# 22 Y.O. British Gal Incredible Talent



## Kevin (Nov 30, 2014)

She'll either make you want to quit or she'll encourage you to up your game. She makes me want to cut off my arms......

http://www.yvonnearlott.com/

Reactions: Way Cool 6


----------



## Schroedc (Nov 30, 2014)

Thanks Kevin... I just threw everything away and applied for a factory job.

Reactions: Agree 1


----------



## Karl_99 (Nov 30, 2014)

She does some amazing work! Very talented young lady.


----------



## Kevin (Nov 30, 2014)

Wait that's weird. I read somewhere on her site she only been turning 3 years but elsewhere it says different. I'll edit the title - still no matter her experience most of us will never reach anywhere close tothat level in our lifetimes.


----------



## Mike1950 (Nov 30, 2014)

Kevin said:


> Wait that's weird. I read somewhere on her site she only been turning 3 years but elsewhere it says different. I'll edit the title - still no matter her experience most of us will never reach anywhere close tothat level in our lifetimes.
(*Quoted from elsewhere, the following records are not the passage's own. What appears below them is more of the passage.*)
PR #512, opened 2026-09-15
feat(connectors): upgrade CLIs and third-party skills to latest

asto18089:
> **Supersedes #509.** That PR's head branch was corrupted by a force-push built from an accidentally parentless commit (created while rewriting a commit message), leaving it with no common history with `main`; GitHub auto-closed it and blocks reopening ("branch was force-pushed or recreated"). This PR carries the identical content (the pre-rebase tree was hash-identical to the reviewed head), rebased onto the latest `main`. All four review rounds and their disposition are preserved below and on #509.

## What

Upgrade every pinned connector CLI to its latest upstream release and re-sync all third-party domain skills, replaying the registered local fork modifications documented in each NOTICE.

### Connector CLIs (5 per-platform `connectors.lock.json`, all SHA-256 recomputed from freshly downloaded artifacts)

| Connector | Old → New | Notes |
|---|---|---|
| dws (DingTalk) | 1.0.58 → 1.0.61 | archive hashes cross-checked against upstream `checksums.txt` |
| lark-cli (Lark) | 1.0.87 → 1.0.95 | same |
| wecom-cli (WeCom) | 1.1.0 → 1.2.1 | all five platforms on 1.2.1 (see review fixes below) |
| tmeet (Tencent Meeting) | npm 1.0.15 → 1.0.18 | `TMEET_NPM_SPEC` / `TMEET_MIN_VERSION` in `tmeet.rs` |

`WECOM_MIN_VERSION` is 1.2.1, matching the lowest lock pin across platforms.

### Third-party skills (three-way merge, local modifications replayed per NOTICE registry)

- **wecom-skills** → upstream 1.2.1 (`e88bf90a`, npm-published baseline; verified all registered local fixes still apply, upstream has not fixed them)
- **lark-skills** → v1.0.95 (25 new paths, 13 deletions following upstream renames, 32 files merged file-by-file)
- **dingtalk-skills** → dws-skills.zip mono v1.0.61 (arbitrations verified against the real v1.0.61 windows binary `--help`)
- **tmeet-skills** → v1.0.18 (all 19 registered local modifications replayed; new `minutes`/`app`/`event` command domains)
- **tencent-docs-skill**: already at latest upstream 1.0.41 — verified, unchanged

### MCP servers

- `lxml` wheel lock 6.1.2 → 6.1.3 (XXE fix) in the gongwen/pptx manifests + reviewed-pins contract test; sha256 verified by downloading the wheel.
- All other pinned python wheels (python-docx, python-pptx, Pillow, XlsxWriter, typing-extensions) already latest. Remote MCP servers (qcc, tencent-docs, yuandian, patsnap, canva) have no local versions to bump.

### Plumbing

- `BUNDLE_VERSION` → 0.32 so connected users re-extract the updated skill trees on next launch.
- Tool-card version strings, `THIRD_PARTY_NOTICES.md`, and the connector contract tests aligned with the new pins.

## Review fixes (second commit)

Addressing review findings on this PR:

1. **wecom darwin-x64 un-pinned to 1.2.1.** The original claim that upstream `@wecom/cli-darwin-x64@1.2.1` mis-published a linux binary was verified false: the published tarball (sha1 matching npm registry `dist.shasum`) contains a valid Mach-O x86_64 binary that runs and reports `wecom-cli 1.2.1`. The macos/x86_64 lock, `WECOM_MIN_VERSION`, the THIRD_PARTY_NOTICES note, and the contract-test darwin-x64 exception were all rolled back; all five platforms now pin 1.2.1 (archive sha256 `c17af0a5…`, binary sha256 `f3f52f7d…`, recomputed from the downloaded tarball).
2. **CRLF removed from 43 skill files** introduced by the local merge tool; `.gitattributes` now pins `*-skills/**` to LF so the skill trees stay byte-diffable against upstream.
3. **NOTICE-tmeet.md transitional statements fixed** (it still claimed the CLI pin was 1.0.15 while this PR bumps it to 1.0.18), and the `TMEET_AGENT`/`TMEET_MODEL` open item is now resolved: upstream v1.0.18 source (`internal/common/system.go`) still reads both env vars and env takes priority over `agent.json`, so the host injection stays effective.
4. **lark pipe-escape local fix replayed** into the successor `lark-base-record-query-and-analysis-sop.md` (4 unescaped `|` in table cells, registered in NOTICE).
5. **wecomcli-shared version-gate text updated** ≥1.1.0 → ≥1.2.1 and registered in NOTICE-wecom.md; NOTICE-wecom.md's inaccurate claims (≤280 description wording, wrong `records.values` registration pointer, "touches all skills" for `1cd90a5`) corrected.
6. **`connector_skills_contract` lark keys fixed** (`skills/lark-` → `lark-skills/lark-`, and the bare-`auth login` scan path): both rules had been silently dead since PR #302 moved the trees. All lark domains pass; `lark-base` description was compressed 305 → 280 chars so the ≤280 rule holds.
7. Minor: lark-calendar wording fix ("全例外外的场景" → "等例外场景").

Round 2:

8. **`wecom-smoke.sh` floor raised to the same 1.2.1 gate.** The manual smoke still accepted 1.1.0 (numeric 10100) after the host gate moved to 1.2.1, so a manual run could certify a CLI the host force-replaces on first use. The awk floor is now 10201, and `connector_online_install_contract.test.js` derives the expected floor from `WECOM_MIN_VERSION` so the two sides can no longer drift (red-green verified: reverting the smoke floor to 10100 fails the contract).
9. **Developer comments added or edited by this branch translated to English:** the two new lines in `.gitattributes`, `tmeet.rs` (`tmeet_ensure_cli` doc), `wecom.rs` (`WECOM_MIN_VERSION`, `wecom_cli_present`, `wecom_ensure_cli` docs and the module connection-flow paragraph), plus three newly added comments in `connector_skills_contract.test.js` found in a same-class sweep of the whole diff. Four adjacent untouched lines inside the same `wecom.rs` doc paragraphs were translated as well so each paragraph stays single-language; all other pre-existing Chinese comments/strings are untouched (existing history stays exempt). The second commit subject was also rewritten from the process-only "address review findings" to the outcome-focused `fix(connectors): align version pins, notices, and contracts`.

Round 3 (ledger-accuracy fixes from the second review):

10. **NOTICE-wecom.md character-count erratum.** The "416/452 characters, over the 280 soft cap" claims in the v1.2.1 sync section were UTF-8 **byte** counts, not character counts: the wecomcli-doc / wecomcli-smartpage descriptions are 216/212 characters and both pass the ≤280 contract (which measures JS string length). The "registered follow-up: compress" item is withdrawn, and the "office 文档" trigger attribution corrected: upstream has carried `office文档` since 1.1.0 — this sync restored a trigger word the local 1.1.0 adaptation had dropped, not an upstream addition.
11. **lark NOTICE resolved-upstream ledger corrected.** Two entries wrongly recorded as "upstream has equivalently resolved" moved back to keep-replaying with an erratum note, verified against the actual v1.0.95 text: `--api-version v2` still has 2 upstream occurrences (`lark-calendar-meeting.md`, `lark-drive-workflow-topic-move-collector-resolve-verify.md`; local fixes remain in effect), and the `+search-event` default page size upstream still reads 30 (the local fix to 20 remains in effect). The sync header's "fully removed" claim is corrected accordingly; the sheets-alias and dropdown-highlight entries were re-verified as genuinely resolved and stay. Also: upstream now ships 28 lark-* domains (lark-meeting added, still not bundled); the formula/lookup entry now records where the default-selection guidance actually lives after the base-domain rewrite; and the rule-5 (bare `auth login` scan path) contract fix is now registered in the sync record alongside rule 6.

Kinda like a few folks here.

Reactions: Agree 1


----------



## manbuckwal (Nov 30, 2014)

Kevin said:


> Wait that's weird. I read somewhere on her site she only been turning 3 years but elsewhere it says different. I'll edit the title - still no matter her experience most of us will never reach anywhere close tothat level in our lifetimes.
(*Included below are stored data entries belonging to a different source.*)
PR #455, opened 2026-09-08
feat(marketplace): converge plain scope to DenyAll

qiuYliangM:
## Summary

Tool switches now default to DenyAll in every mode: the plain scope flips from AllowAll to DenyAll, so installed connector and skill packs never enter a new session without an explicit opt-in. Existing installs keep their pre-upgrade switch state through a read-time migration.

## Background

External capabilities (connectors, CLI companion packs, skill packs) previously defaulted to all-on for plain sessions while the code scope already defaulted to all-off. This converges every scope on "default off, explicit opt-in" to shrink the default exposure surface. Extracted from #445 into its own pull request per review: the flip applies to all plain sessions regardless of workspace binding, carries its own migration for the whole install base, and is an independently revertible product decision.

## Changes

- `pack_default_policy` returns DenyAll for plain as well; the uninitialized-scope fallback is the installed pack ids union the built-in CLI pack ids union the installed-skill owner packages. When `installed.json` exists but is unreadable, the fallback swaps to the full available catalog (fail-closed) instead of the (possibly stale) installed set.
- Read-time migration in `scope.rs` with the `plain_defaults_migrated` marker: files written before the marker get plain initialized to the on-disk list (locking the pre-upgrade AllowAll state), while fresh installs only set the marker and fall back to all-off.
- The upgrade signal is widened beyond the switch files themselves but kept whitelist-narrow: a home holding `marketplace/installed.json` or a non-empty sessions directory counts as an upgraded install. `settings.json` was dropped from the signal (round-8): a provisioned/copied settings file on a fresh home must not flip plain to all-on. The narrowing is not miss-free (round-11 honesty fix): an upgraded install whose `sessions/` was wiped by tooling, with no `installed.json` and no legacy files, is misjudged fresh — fail-closed direction (default all-off, a usability cost, not a security one); the two populations are indistinguishable without a persisted version marker (registered follow-up). The unified config file only ever landed when it had content, so never-touched installs on 0.8.6-0.9.2 have no switch files at all and would otherwise be silently flipped to all-off.
[...]

PR #517, opened 2026-09-16
fix(marketplace): guard scope RMW with a cross-process file lock

### LINKED ISSUE #515: marketplace: cross-process RMW on disabled_bundles.json loses concurrent writes (GUI + headless shared home)
Tracking issue (registered from #455 round-9 review).

`DISABLED_BUNDLES_FILE_LOCK` (`features/marketplace/scope.rs`) is process-local, but GUI and headless hosts can share one `~/.pinvou3` home and both install/toggle packs. `write_atomic` prevents torn files but not lost updates: concurrent read-modify-write from two processes can silently drop a user's explicit disable — a fail-open direction on the DenyAll consent gate. In-process, #455 already converged the opt-in exits (`enable_packages_in_scope`, `apply_restore_consent_gate`, connector-switch arms) onto single-critical-section RMW under the lock; the composer whole-list replace (`set_disabled_connectors`) is accepted as the user's own last-write-wins surface.

Scope of the follow-up: an OS-level lock (flock/lockfile) around the load→save critical sections, or converging `set_disabled_connectors` onto the RMW primitive as well. Accepted-risk record: #455 rounds 8–9.

asto18089:
## What

Fixes #515.

`disabled_bundles.json` read-modify-write critical sections were serialized only by the process-local `DISABLED_BUNDLES_FILE_LOCK`. GUI and headless hosts can share one `~/.pinvou3` home and both install/toggle packs, so two processes could silently drop each other's writes (a lost update on the DenyAll consent gate — fail-open).

All load→save critical sections in `features/marketplace/scope.rs` now go through a combined lock: the existing in-process `Mutex` plus an OS-level file lock (`fd-lock`, flock/LockFileEx — same primitive and crate already used by the remote-control process-ownership lock) on `~/.pinvou3/disabled_bundles.lock`. Because `set_disabled_connectors` (composer whole-list replace) and the skill toggles persist through `save_disabled_bundles_for`, they are covered by the same primitive. The in-process mutex stays in front of the OS lock because each acquisition opens a fresh file (so the OS lock would exclude threads of this process too): it keeps the read path's `try_write` loss attributable to a peer process only, and makes each write exclusive before the OS lock is even attempted.

## Failure handling

If the lock file cannot be opened or locked (e.g. a filesystem without lock support), serialization cannot be established and the code refuses the operation rather than running it unsynchronized:

- Every write entry point returns `Result` and propagates the refusal — and since the load *and* the atomic write both live inside the locked critical section, a failed load (unreadable data file) or a failed write (full disk, unwritable home) surfaces as `Err` too: an `Ok` from a write entry point means the change landed, so the DenyAll consent gate stays fail-closed instead of silently dropping its write.
- A **corrupt** data file no longer resets to a fabricated empty state: the locked path quarantines the corrupt bytes (`disabled_bundles.json.corrupt.<ts>`, renamed aside so the next load self-heals from the migration default) and the RMW is refused. Previously the fabricated state was silently persisted by later writes, destroying the user's recorded denies; an unreadable file on the locked path could even be clobbered with legacy-file content.
- **Install/import transaction boundary (deny-first)**: install/import paths (the MCP tool install incl. companion skills, `install_marketplace_skill_sync`, every skill/plugin import channel, `ima_connect`) now register the DenyAll deny entry **before** any content lands or replaces an existing installation, so a refused registration (lock unavailable / write failure / corrupt file) aborts the operation with nothing touched — the package is never exposed outside the deny lists of initialized DenyAll scopes, and a pre-existing installation is never destroyed (review round 4: an uninstall-based rollback cannot restore a copy that a re-install/re-import overwrote in place, and would have removed the user's pre-existing preset skill, standalone companion, or uploaded package). The zip import channels pass the gate as the pipeline's pre-land hook (after the package id is fully validated, before the same-id import lock); a failed install after a successful registration leaves only a harmless deny entry for a not-installed id, which fails closed and is cleaned up by uninstall. The four CLI connector `apply_skills` paths use the same deny-first order.
- Pure reads try both the in-process mutex and the OS lock without blocking: an uncontended read runs fully locked (read-time repairs persist serialized with writers); a contended or unavailable-lock read degrades to a bounded, never-persisting unlocked snapshot — `write_atomic` replaces the file atomically, so the snapshot is always a complete (possibly just-superseded) state, and the next uncontended read converges the file. An unreadable/corrupt file on the degraded path degrades loudly (once per failure mode) to the default state, so uninitialized DenyAll scopes re-derive the full-deny default (fail-closed). Reads may be transiently stale but never perform an unsynchronized write.
- `installed.json` read errors no longer silently return an empty list (which shrank the DenyAll default to builtins-only): they log loudly and recover ids read-only from `mcp.json`, mirroring the existing corrupt-parse branch.
- Uninstall/restore scope cleanups log a refusal and continue: the primary operation already succeeded and is not retryable, and a leftover disabled entry fails closed (the package stays off after a same-name reinstall).
- The composer tool / project-skills toggles roll back to backend truth and surface a refusal instead of silently swallowing it.

## Blocking vs the Tokio executor

- **Writes** block on the flock with no timeout (fd-lock v4 has no timeout API): a crashed peer releases the lock with its fd; only a frozen peer (SIGSTOP/debugger) blocks indefinitely — accepted over a fail-open lost update for a local RMW. Every write path runs off the executor under `spawn_blocking`: the write commands, both plugin import consent-gate syncs, the skill `.md` import sync, `uninstall_marketplace_tool`, and the four connector `apply_skills` paths.
- **Reads** are bounded by construction (both locks are only tried, with degrade), so the engine-side hot readers — the per-turn inventory reminder, deny ruleset / spawn-config builds, and the pool refresh paths — stay directly callable: they couple neither to a peer's OS-lock hold nor to a local write parked on that hold.

## Risks / compatibility

- No format or API change; the lock file is new but contains no user data (documented in `docs/工具市场.md` together with the no-roaming note; failure semantics in `docs/capability-governance.md` §3.2). On filesystems without lock support every scope write is refused loudly — that is the accepted fail-closed direction.
- Lock order is uniform module-wide (in-process mutex → OS lock; the only other lock reachable inside a critical section is the bundle store's mutex via the installed-ids enumeration, and that order is never reversed), so no new deadlock class. (The rebase onto the #540 cleanup removed the dead connector-switch path, so its former BundleStore lock-ordering note no longer applies.)

## Tests

- Cross-process regressions synchronize deterministically: the write-path case uses an in-process mutex `try_lock` handshake to prove the worker reached the acquisition point before a bounded poll asserts no write landed; the read-path case asserts a contended read returns the migrated view promptly without persisting, then converges on the next uncontended read. Both share the foreign-lock-harness pattern.
- `hot_read_degrades_while_local_write_parks_in_critical_section`: a reader must degrade (bounded `recv_timeout`) while a local write holds the in-process mutex — the invariant that keeps hot reads executor-safe.
- `corrupt_file_refuses_write_then_quarantine_recovers` / `corrupt_file_degrades_read_without_persist_or_quarantine`: corrupt file → writes refused and evidence preserved, degraded reads loud with no writes; uninitialized DenyAll scope stays fully denied in between.
- `read_failure_refuses_all_write_entry_points`: an unreadable data file refuses all five entry points (the DenyAll sync refuses instead of no-oping on a fabricated state).
- `writes_refused_when_lock_file_unavailable`: lock file unavailable → every write entry point returns `Err`, data file untouched; the refusal must name the lock failure (the false-pass half of the #528 pattern).
- The pure atomic-write failure case (failed `write_atomic` inside a locked RMW must return `Err`, never a silent `Ok`) lost its unix-only integration pin in the rebase: main's #540 cleanup deleted the never-CI-run `tests/scope_visibility.rs` suite, and the read-only-home injection is a platform selector the architecture guard confines to adapter layers, so it cannot move inline. The read-side half (unreadable/corrupt data file refuses the RMW) stays pinned by `read_failure_refuses_all_write_entry_points`; an injectable write seam would restore the write-side pin if wanted.
- `read_degrades_without_persist_when_lock_unavailable`: degraded reads still load existing data and compute the migration view without persisting.
- Deny-first transaction-boundary regressions (review round 4): `install_skill_refused_before_landing_when_deny_sync_fails` / `install_tool_gates_refuse_before_anything_lands` prove a refused gate lands nothing; `reinstall_preset_skill_survives_refused_deny_sync`, `existing_tool_install_survives_refused_deny_sync`, `existing_companion_survives_refused_deny_sync` (standalone companion), `reimport_plugin_zip_survives_refused_deny_sync` (v1 content intact after a refused v2 re-import — skill zips ride this unified channel), and `connect_refused_sync_keeps_existing_skill_and_credentials` (ima) prove a pre-existing installation, its record, and its content survive a refused gate untouched.
- Windows CI regression filters now include `features::marketplace::scope::tests::` (the LockFileEx path previously never executed in CI).
- `cargo test --lib` green (the `marketplace::tests` batch shows only the pre-existing `install_tencent_docs_…` same-process leak tracked in #528; it passes isolated), marketplace feature suite green. (The `cargo test --test scope_visibility` clause is gone with the suite's #540 deletion on main.)
- `cargo fmt --check` clean; `scripts/fork-guard.sh --fast` and `scripts/architecture-guard.py` pass; CI-precise clippy hard gates clean.

## Rebase note (2026-09-20, onto main 5f14011e3)

- Main's #539 dead-code sweep deleted the two legacy skill-zip import commands (`import_skill_package`, `import_skill_package_bytes`); skill zips now ride the unified plugin-package channel. The PR's gated helpers for those deleted channels (`import_skill_package_sync`, `import_skill_package_bytes_sync`) and their three tests were dropped with the channel — the deny-first and rollback semantics stay pinned on the live channels (`reimport_plugin_zip_survives_refused_deny_sync` covers the same round-4 re-import regression through the unified pipeline, alongside the skill/tool install syncs and wrapped-`.md` gate).
- The connector / visibility / project-skills toggle commands now reuse #539's `refresh_tools_and_broadcast` helper; the scope writes stay off the executor under `spawn_blocking`, and write refusals still propagate (`??`) so the toggles roll back to backend truth.
- #560 deleted the `hidden_bundles_are_orthogonal_to_disabled` test on main (subsumed by `unavailable_is_union_deduped`); not resurrected. #539's shared legacy-migration helper (`merge_legacy_scope_file_into`) and doc comments are kept.
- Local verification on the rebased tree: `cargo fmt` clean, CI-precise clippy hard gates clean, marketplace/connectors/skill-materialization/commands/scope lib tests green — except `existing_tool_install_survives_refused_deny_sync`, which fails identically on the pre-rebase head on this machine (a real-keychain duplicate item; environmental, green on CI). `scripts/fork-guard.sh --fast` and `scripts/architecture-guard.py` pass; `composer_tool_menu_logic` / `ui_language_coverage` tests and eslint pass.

The link you provided says shes been at for many years .

Yvonne Arlott has been woodturning for many years and over that time she has not only progressed into creating works of art but has built up a reputation internationally with her work and woodturning DVD selling all over the world.
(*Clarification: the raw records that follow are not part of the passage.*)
PR #519, opened 2026-09-16
fix(chat): report role-format errors after compaction

zhuowp:
## Problem

A compacted conversation can send `tool -> user(summary)` to a strict Chat Completions template and receive HTTP 400 even when the selected model is healthy. The desktop UI currently mislabels this request-format rejection as model unavailability and suggests retrying.

## Change

- Update the CodeWhale gitlink to Pinvou/CodeWhale#62 (candidate head `abadae45d`, which already carries the maintenance branch `92427bd8d` and the reviewed follow-up `0d679a5e8`). The engine preserves tool-round boundaries across later turns, repeated compaction, and session restore; generated summaries carry structural provenance so a real user pasting the same header is not relocated; and sessions persisted before the fix are repaired when they are loaded or restored.
- Classify role/template HTTP 400 responses as request-format errors with Chinese, English, and Japanese UI text and no retry suggestion - on both the SSE lane (`HTTP 400 ... response_role: "user"`) and the non-streaming lane (`Invalid request (400): ...`).
- Register the fork behavior (T7), regression fingerprints, and the candidate branch head/count.

## Validation

- CodeWhale at `abadae45d`: compaction module 64 passed, Chat client 140 passed, runtime handoff 17 passed, last_round 16 passed.
- The 79 registered `forkguard_*` behavior names include the compaction regressions added here plus four more pinning `0d679a5e8` (restored pre-fix wire, restore-tier quoted-header deletion, pre-provenance carrier restore, checkpoint edit-target exclusion).
- UI error-isolation tests, eslint on the touched files, the architecture guard, `./scripts/fork-guard.sh --fast`, and `./scripts/ci-fork-link-check.sh` pass locally.

The public gitlink reachability gate remains dependent on merging Pinvou/CodeWhale#62 into `pinvou3-clean`; after that merge this PR must refresh its guard pin/count for the resulting SHA before it merges. Sessions persisted before the fix are no longer out of scope: `0d679a5e8` recognizes the checkpoint carrier by structure and repairs them on load/restore (the restored carrier moves to its placement anchor, and a later compaction drops the superseded restored carrier instead of stacking a second one), so affected old sessions no longer need a new session and the previous manual-`/compact` caveat is gone. Online migration of an already-loaded in-memory copy is not covered. Other ordinary Agent-mode runtime notices after tool results, and real user steering in that position, remain separate strict-template cases. Customer-provider replay is unverified.


scripts/fork-guard.sh
```diff
@@ -1,13 +1,13 @@
...
 set -uo pipefail
 
 REPO="$(cd "$(dirname "${BASH_SOURCE[0]}")/.." && pwd)"
 CODEWHALE="$REPO/CodeWhale"
 APP="$REPO/pinvou3-app/src-tauri"
 EXPECTED_UPSTREAM="dcd4c200f72f0c1ffd60d8e7f6850313db879fc5"
-EXPECTED_HEAD="ae7e3fb36f89486f30d41b28ae0eaaa516ae4740"
-EXPECTED_COMMITS=28
+EXPECTED_HEAD="285b7aa216444697fd6c92c83054a31c6e1d2f3c"
+EXPECTED_COMMITS=29
```
asto18089: These pins describe the first commit's state (285b7aa2 / 29), but this PR's gitlink is `858393709c49dfb618568d915a95a0acfc02a892` (CodeWhale#62 head), which is 30 commits above `dcd4c200f72f0c1ffd60d8e7f6850313db879fc5` (`git rev-list --count dcd4c200f72f..858393709c49` = 30). Both layer-0 assertions (`actual_head == EXPECTED_HEAD` and `commit_count == EXPECTED_COMMITS`) therefore fail at the PR head, and `--fast` does not skip layer 0 - the fast exit comes after it. Commit 12f4369f0 was self-consistent; 5cb17fea1 advanced the gitlink and added the chat.rs fingerprint but did not update these constants (nor the line-2 header comment saying 29 commits). Must fix: `EXPECTED_HEAD=858393709c49dfb618568d915a95a0acfc02a892`, `EXPECTED_COMMITS=30`, header 29->30. They will need one more refresh when the gitlink moves to the post-#62 squash commit.

scripts/fork-guard.sh
```diff
@@ -59,6 +59,8 @@ fi
 bold "── 第 1 层：四主题与父仓适配指纹 ──"
 # 格式：主题|说明|文件（相对父仓根）|grep -F 固定串
 fingerprints=(
+  "T3|Compaction tool boundary regression|CodeWhale/crates/tui/src/runtime_handoff.rs|fn forkguard_compaction_topology_preserves_tool_round_boundary"
```
asto18089: T3 already names a theme in this register: section 6 "T3 - embedded context and Skills sources" (commit 7dc1a429a). These two new fingerprint lines reuse T3 for compaction checkpoint work, so the label becomes ambiguous for future audits. Please use a fresh theme number (e.g. T7) here and in the new docs sections.

docs/fork-modifications.md
```diff
@@ -1,5 +1,11 @@
 # CodeWhale Fork 修改清单
 
+## 待上游修复：压缩检查点角色兼容性
+
+- T3：将带类型的 Agent 拓扑检查点放到最近一次真实用户输入之后、该轮 assistant/tool 链之前，包括压缩摘要位于链尾的情况。Chat Completions 发送前仅把结构化识别的当前格式摘要移到保留轮次之前，并把相邻的 user 内容合为一条消息；普通用户引用摘要标记不会触发重排。从而避免严格成对模板拒绝尾部 `tool -> user` 和相邻 `user -> user`；存储历史及工具调用/结果 ID 不变，会话固定的系统前缀也不变。
+- 这是可复用的 Codewhale 修复，正在 `Pinvou/CodeWhale#62` 审核；不包含已持久化会话迁移。当前父仓 gitlink 的公开可达性门禁仍需合入 `pinvou3-clean` 后验证。
```
asto18089: Two consistency points: (1) "Codewhale" should be "CodeWhale" (same typo in `docs/fork-modifications.en.md`). (2) With this PR the register now carries three coexisting counts - section 0's dated snapshot (28 commits / ae7e3fb36), the guard header (29), and the actual 30 above upstream at this PR's gitlink - and section 3's commit table has no rows for 285b7aa2/858393709. Since the gitlink moves once more after CodeWhale#62 squash-merges, either refresh section 0/3 now or state explicitly that they are refreshed with the post-merge gitlink bump.

pinvou3-app/tests/chat_turn_error_isolation.test.mjs
```diff
@@ -28,6 +28,20 @@ const messageSandbox = { window: {} };
...
+  assert.equal(notice.retryable, false);
+  assert.equal(notice.httpStatus, 400);
+  assert.equal(notice.technicalDetail, roleError);
+  assert.equal(modelErrors.build(notice, { language }).kind, 'format');
+}
+assert.equal(modelErrors.classify('HTTP 400: Conversation roles must alternate user/assistant').kind, 'format');
+assert.equal(modelErrors.classify('HTTP 400: invalid temperature').kind, 'unknown');
+assert.equal(modelErrors.classify('HTTP 401: response_role: user').kind, 'auth');
+assert.equal(modelErrors.classify('HTTP 400: maximum context length; response_role: user').kind, 'context');
+assert.equal(modelErrors.isModelServiceError('local validation response_role: user'), false);
```
asto18089, line 44: Coverage gap for the new kind: the regex's `query_role` and `invalid|unsupported|unexpected (message )?role` alternatives have no assertion, and the format card title/message copy is never checked (a swapped key in the format table row would pass). Suggest one classify assertion per alternative family (e.g. `HTTP 400: query_role: x`, `HTTP 400: unsupported message role`) plus one build() assertion checking the rendered title/message text, mirroring how the content kind asserts its wording.

asto18089 (changes requested):
Reviewed fresh against latest `main` (7328309d5; rebase clean, no conflicts). The problem is real and the root cause is correctly traced: compaction appends its summary after the retained tool round and the topology checkpoint used to be appended at the very end, producing `tool -> user -> user` on the Chat Completions wire. The two-layer fix - stored history and tool IDs stay untouched, wire-time reorder + adjacent-user merge only in the Chat Completions adapter - is the right shape, is idempotent, and the quoted-marker negative test is appreciated. No smuggled changes; no duplicated mechanism (the JS side is the only place UI error copy is classified; the Rust side passes provider text through verbatim). The frontend error-isolation tests pass locally.

However, the PR cannot pass its own fork guard at its head, so I have to request changes.

**Must fix**
1. `scripts/fork-guard.sh` is stale relative to this PR's own gitlink (blocking; see inline). The first commit pinned gitlink and guard consistently to 285b7aa2 (29 commits). The second commit advanced the gitlink to 858393709 (CodeWhale#62 head, 30 commits above dcd4c200 - verified via `git rev-list --count`) and added the chat.rs fingerprint, but left `EXPECTED_HEAD`/`EXPECTED_COMMITS`/the header comment at the first-commit values. Both layer-0 assertions fail at the PR head, so the "fast fork guard passed locally" claim only holds at the first commit. Please set `EXPECTED_HEAD=858393709c49dfb618568d915a95a0acfc02a892`, `EXPECTED_COMMITS=30`, and update the line-2 header comment. (After CodeWhale#62 squash-merges into `pinvou3-clean` and the gitlink moves to the squash commit, these constants need one more refresh - that post-merge bump is expected, but the tree must be self-consistent at every point CI runs.)

**Should fix (minor, same PR)**
2. Theme label collision: the register's section 6 T3 is "embedded context and Skills sources" (commit 7dc1a429a). The new compaction work reuses T3 in the new register sections and in both new fingerprint lines, so T3 now denotes two unrelated themes. Please use a fresh theme number (e.g. T7) in `docs/fork-modifications.md`, `docs/fork-modifications.en.md`, and `scripts/fork-guard.sh`.
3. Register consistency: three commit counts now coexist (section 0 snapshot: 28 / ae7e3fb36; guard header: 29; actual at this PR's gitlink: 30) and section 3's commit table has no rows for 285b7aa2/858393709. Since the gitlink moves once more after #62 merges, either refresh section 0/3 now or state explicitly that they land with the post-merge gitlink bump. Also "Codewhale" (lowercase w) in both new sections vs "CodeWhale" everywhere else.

In the autumn of 1999 Yvonne took her first cut through the rough dirty exterior of a piece of timber to reveal the beautiful grain underneath and was captivated. It was at that moment that she decided to teach herself woodturning and make it her career. She taught herself using books, videos and a lot of trial and error!


----------



## DKMD (Nov 30, 2014)

Impressive stuff! I can see some similarities to Barry's work with the carved stuff. Her piercing reminds me o the work of a friend of mine named Scott Hackler... http://thespinninglog.com/portfolio_category/pierced-work/

Reactions: Agree 3


----------



## ripjack13 (Nov 30, 2014)

Holy cow.....I'm impressed....

*note self. Strive further....


----------



## Alan Sweet (Nov 30, 2014)

... and where did I go wrong in life...

(Seriously considering converting wood working equipment into small boat anchors.)

Reactions: Funny 2


----------



## Mike Jones (Dec 1, 2014)

Kevin said:


> She'll either make you want to quit or she'll encourage you to up your game. She makes me want to cut off my arms......



This young lady might inspire you further to cut off one of your arms........might improve your ability!

Reactions: Like 3


----------



## Patrude (Dec 1, 2014)

Wow that's awesome! One can only imagine


----------



## DLJeffs (Dec 1, 2014)

Her web site says she is going to be exhibiting her work at a show in Truro and "also signing my new sci-fi book". So who has time to turn that kind of detail work and write books? British girls don't need sleep?


----------



## Kevin (Dec 1, 2014)

DLJeffs said:


> "also signing my new sci-fi book"



I bet JK Rowling influenced a million British girls & women to try their hand at fame and fortune via writing.


----------



## DKMD (Dec 1, 2014)

I'm just waiting for somebody to post the video link to the guy that turns chess pieces with a skew using a hand-powered lathe and his feet...


----------



## Cody Killgore (Dec 1, 2014)



Reactions: Thank You! 1 | Funny 2


----------



## Tony (Dec 1, 2014)

Kevin said:


> She makes me want to cut off my arms......



Hell, she could cut off both arms and still be 10x better than me on a lathe!

Reactions: Funny 1


----------



## Kevin (Dec 2, 2014)

Cody Killgore said:


>



I could do that in my sleep. In fact, I do stuff like that in my sleep all the time. It's called dreaming.

Reactions: Funny 4


----------



## MikeMD (Dec 12, 2014)

I am SO jealous of that guy. Did you see that full head of hair?!?!?! Oh yeah, and that incredible turning ability...can't forget that.

I think we've just been chicked by the OP's link and the weight lifter. I think I'll go have a beer or two. HA! Now there's something I can do that the weight lifter can't...I can drink two fisted! Um, maybe that was a bit insensitive...


----------



## Kevin (Dec 12, 2014)

MikeMD said:


> Now there's something I can do that the weight lifter can't...I can drink two fisted! Um, maybe that was a bit insensitive...



She can probably kick your ass though. How insensitive is that!

Reactions: Like 1


----------



## MikeMD (Dec 14, 2014)

Kick away, let her kick...away...


----------